CNN and Transfer learning
Aug 10, 2019
The approach described in the previous blog posts based on hand-crafted features and SVM helped to achieve mean accuracy of 93%. Previously, the training and evaluation was done for each of the environment separately. However, for the ready component we want to use one single model for inference, hence we will train all 12 activities at once. Our approach proves to work well for this case and achieves 94% accuracy.
Our next experiment is to apply deep learning for activity classification task. For this, we choose CNN from the work of of Li et al. (2018). With skeletons data we care not only about spatial properties, for example combination of different positions of joints, but also about temporal properties of the activity. This requires careful selection of the architecture of the neural network, the selected architecture offers a sound approach, suggesting to move the joints dimension to the channels to avoid the situation when we focus on features learned from the neighboring joints, but miss out more ‘global’ joints co-occurrence. Given that we only have few data, this architecture is also attractive due to its relative low number of parameters.

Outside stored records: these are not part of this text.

PR #1090, opened 2023-11-21
Streamline code

susanodd:
At the moment the changes are primarily removing unused, unreachable code and adding more usage information to the shared functions in `query_parameters.py`


susanodd:
TO DO:

- Reduce redundancy of context variable code in other views.
- Reduce redundancy of search form processing in other views.

Issue #1071, opened 2023-10-11
Streamline templates/views that share context variables


susanodd:
Goal Reduce Redundancy in:

- All views and templates
- CSV routines
- Display routines
- GlossListView
- SenseListView
- MorphemeListView
- GlossDetailView

- admin_senses_list.html
- admin_gloss_list.html

vanlummelhuizen:
The views mentioned above share a lot of code. The same goes for the templates. There are probably more places with a lot of overlapping code.

Moreover, the methods in the views are very, very big. 

By taking pieces of code out of those views and templates and placing them in a separate function or method of a parent class, we end up with smaller units of code that is shared instead of copied. This makes the code easier to understand and maintain.

susanodd:
I'm starting out by making separate get_context_data_for_ ... functions in a new python file.

There is an extreme amount of duplication in the GlossListView context function!! And the various variables get set multiple times in the code. This makes it impossible to see any dependencies.

susanodd:
@vanlummelhuizen I would prefer to merge the modified code as I progress.
Otherwise there is a chance that others will make modifications to the old code and make it difficult to merge.

vanlummelhuizen:
> I would prefer to merge the modified code as I progress.

You probably need to coordinate with @Jetske and her work in other branches.

By the  way, @Woseseltops and I are not working next week because of herfstvakantie.

susanodd:
This is an example of what I was trying to say, this setting
SHOW_DATASET_INTERFACE_OPTIONS

In the context variables, it checks to make sure it exists as a setting, otherwise it sets it to False.
https://github.com/Signbank/Global-signbank/blob/682e52dea2d22d374be3f91f6b4421f711c5b579/signbank/dictionary/adminviews.py#L382-L385

However, this could just be replaced by settings.SHOW_DATASET_INTERFACE_OPTIONS in the template and not use a context variable.

For example, as is done here:

https://github.com/Signbank/Global-signbank/blob/682e52dea2d22d374be3f91f6b4421f711c5b579/signbank/dictionary/templates/dictionary/gloss_detail.html#L970

susanodd:
There are extensive lines of code to set up the glosssearchform for the template. Part of this is due to all the multi select field choice fields and the use of colours.
These definitely can go in a separate function. There is also numerous code for setting up all the phonology fields since some need three columns.
Perhaps it’s possible to have a separate template for the different search panels.
[...]

PR #1094, opened 2023-11-23
Streamline continues, bump Python, Django, requirements

susanodd:
Simplified self variable assignment GlossListView, SenseListView, MorphemeListView, HandshapeListView get_queryset; show_all now proper self variable.


susanodd:
This branch passes all the tests!!

susanodd:
I repaired the Sense Search Form. With the new Python and Django, it seems the form submission is more strict in whether the form has been submitted. (It use to work just clicking on the input but now it needs to be a button with an actual value.)

susanodd:
The code works with Python 3.12 and Django 4.2.7.

The tests all are successful.

I'm going through by hand and testing all the views.

I think bootstrap will need to be updated soon. PyCharm has trouble with some of the package code.
(PyCharm runs checks on the code and also highlights stuff that is or will be a problem.)

susanodd:
> @susanodd , great initiative. Can you make a (bullet point) list of what you want the reviewers to pay attention to?
> 
> I notice this changes the Python version. Note to self, or whoever ends up deploying this: don't manually change the python version in the production environment, but instead:
> 
> * Verify the ansible in signbank and signbank-dev are in sync
> * Change the python version in dev, test whether it works
> * If so, update the ansible playbook in the production container and run it

Yes, I'll do that. At the moment, I'm still going through all the templates to make sure everything works.

susanodd:
Changes related to bumps:

1. Regular expression Python literals have "`r'`" at the start
2. CSV export uses a button in the template form rather than an input field (jQuery setup added)
3. `render_to_response` functions parameters changed
4. `render_to_csv_response` functions no longer have a context parameter
5. `render_to_csv_response` uses `StreamingHttpResponse`
6. Python code that generates a row has been moved to helper functions in` csv_interface.py`

Bullets 2-6 are still in progress. The templates with `render_to_csv_response` that still takes a context are gradually being updated.

susanodd:
Note: because the code is being upgraded per template, the code is gradually being debugged for Python and Django bumps.
The changes are all in the template interfaces.
The tests already work.

susanodd:
I'm working on the tests now. After all the above commits, two tests failed.
This one has been repaired:
signbank.dictionary.tests.ImportExportTests.test_Export_csv
(The streaming response was not working in the tests.)

One test fails now:
signbank.dictionary.tests.LemmaTests.test_QueryLemmasWithoutGlosses

There might be a logic error with the toggling of "lemmas without glosses" and "lemmas with glosses".
(I may have made them over lap. The test code is very difficult to read!! There is a huge number of cases for this.)

susanodd:
All the tests pass again.

The code is ready for review. See the list above with specific things.

In general, the Streamline issue is to improve and reduce the amount of code.
That will be continued. But first, Python and Django needed bumps.
Specific complaints about lengthy code in code that is not part of the bumps will be addressed later.

Jetske:
@susanodd I'll review it probably on Monday

susanodd:
@Woseseltops some code improvement (repetition of code, excessively large methods or functions, if-expression simplification, etc.) is being done in issue #1071 (which originated this branch).

I created a spin-off branch `streamline_plus` that follows this branch. (Because I want to keep using Python 3.12 and Django 4.2.7.) 

I just simplified the feedback for regular expression errors to the user.  A separate function for the repeated code that generates the error messages. (I expect you would comment on this. It's in the new branch.)

So if you have comments related to code improvement (undoubtedly), those will be repaired in the `streamline_plus` branch.
This pull request is for the Python and Django bumps. :)

Woseseltops:
> Is it possible to make a new container for this so everybody can try it out, as was done for the previous upgrade?

Would it be okay to use the `signbank-dev` container for this?

> So if you have comments related to code improvement (undoubtedly), those will be repaired in the streamline_plus branch.
This pull request is for the Python and Django bumps. :)

Expectation management: next week will be quite packed, and after that I'm 3 weeks off... so not sure if you want to wait until my review? I trust the other devs :)

susanodd:
> > Is it possible to make a new container for this so everybody can try it out, as was done for the previous upgrade?
> 
> Would it be okay to use the `signbank-dev` container for this?
> 
> > So if you have comments related to code improvement (undoubtedly), those will be repaired in the streamline_plus branch.
> > This pull request is for the Python and Django bumps. :)
> 
> Expectation management: next week will be quite packed, and after that I'm 3 weeks off... so not sure if you want to wait until my review? I trust the other devs :)

Okay, sure. I'd rather have it done sooner, since I spun a new branch from this one, to keep using the bumps.

signbank/dictionary/tests.py
```diff
@@ -615,17 +615,12 @@ def test_Export_csv(self):
...
 
-        # set the language for glosssearch field name
-        default_language = self.test_dataset.default_language
-        gloss_search_field_prefix = "glosssearch_"
-        glosssearch_field_name = gloss_search_field_prefix + default_language.language_code_2char
-
-        response = client.get('/signs/search/', {"search_type": "sign", glosssearch_field_name : "wesseltest6", "format": "CSV"})
-
+        response = client.get('/signs/search/',
+                              {'format': 'CSV'}, follow=True)
```
Jetske, line 619: When entering a query and pressing enter, it directly downloads the dictionary CSV instead of showing the signs for that query

signbank/dictionary/templates/dictionary/admin_lemma_list.html
```diff
@@ -82,28 +82,7 @@
...
-                    </tr>
-                    <tr>
-                        <td align='right'>.*</td><td>&nbsp;&nbsp;</td><td align='left'>{% trans "find all strings in this field" %}</td>
-                    </tr>
-                    <tr>
-                        <td align='right'>(</td><td>&nbsp;&nbsp;</td><td align='left'>{% trans "use backslash to find <br/>special characters in field" %}</td>
-                    </tr>
-                  </table>
-                </span>
+				{% include "tooltip.html" with include_tags=True %}
```
Jetske, line 114: The little tooltip window is not visible for me anymore

Jetske (changes requested):
I ran it on the new python, works mostly! 
See my comments, and also: the search bar doesn't work, it does not find anything. I'm not sure where that would be in the code but could that have to do with show_all or changes in the regular expressions?

signbank/dictionary/templates/dictionary/admin_lemma_list.html
susanodd: Okay, that's really weird.

susanodd:
I'll check the search bar. In a different issue the two search fields are supposed to clear the other if one starts typing in the other. Is it for all pages that it doesn't work?

I removed a submit button that didn't seem to be connected to anything.
Does it work if you use the "search glyph" next to the fields? (Rather than return.)

I think the submit button was for the user hitting return anywhere.

Jetske:
Indeed the search field is cleared if you click the other one, but the search bar also doesn't work if you click the magnifying glass (=search glyph?). I don't think it's cleared because the search get request looks ok. 
It works fine if you then enter a query below in the form and click 'search sign'.

susanodd:
The search bar itself is in the menu.html template that all pages share.
The javascript functions that the focus/blur/click call are in baselayout.html
The two fields always go to the GlossListView template / query.
It's possible that those functions need something different for different browsers?
It works on Safari and Firefox.
Or it's that "return submit" is needed in addition to the search glyph.

susanodd:
The search isn't getting to the python code and the get parameters from the form are empty.
It's not working on Safari either.
There is another field `mirror_bar_search` that is used to pass the menu.html form to the gloss_list_view.html search form.
Maybe something changed in templates that share variables. Or it got messed up with the functions in the menu.html. (Maybe there's a function with the same name somewhere.)

susanodd:
@Jetske I can't figure out where it is going wrong with the menu bar search. The fields don't seem to be connected to anything anymore.

susanodd:
So there is a mysterious context variable `{{glossQuery}}` in the menu bar that is the value of the `'search'` field.

I had to browse the entire history of `menu.html `and look at some old code to search for where this is defined.

It's in` views.py` inside of a function that did not seem to be used anywhere which has hard-coded paths inside it.
But helas, that is where glossQuery is. (It exists in code from 5 years ago.)

susanodd:
@Jetske The menu bar should be working now!!

susanodd:
@Jetske can you try reloading the Lemma List a few times? The tooltip is always visible for me.

Btw, I modified the menus in the admin Pages pull-down under Signs.

`/lemmas/show_all/ `               Show All Lemmas
`/dictionary/lemma/ `                Search Lemmas

I doubt that could be causing problems. But they both use the same template.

CAD-60 Dataset contains only 60 samples, each of them is however a rather long sequence of frames, so that cutting the samples into shorter sequences of 100 frames each with an overlap of 50 frames results in 1286 samples. Only 32 frames are however used for training and evaluation. In our SVM classification we use sliding window with step 1 to produce several samples out of every cut sequence (they are all of the same length after the previous step), however with our NN approach, high number of similar samples (and neighboring frames usually are very similar) results in overfitting, so we have to skip some frames when sampling to make sure samples are not too similar. In our SVM approach we also increased the number of training samples by using the same samples but horizontally flipped. With NN approach however, either sampling or increasing training samples by augmentation should be used as it again resulted in overfitting. Augmentation however can be applied during training as modification of the sample fed to the network, i.e. every time a sample is accessed with a 50% chance horizontal flipping will be applied to it. This does not increase the number of training samples, but helps to combat overfitting.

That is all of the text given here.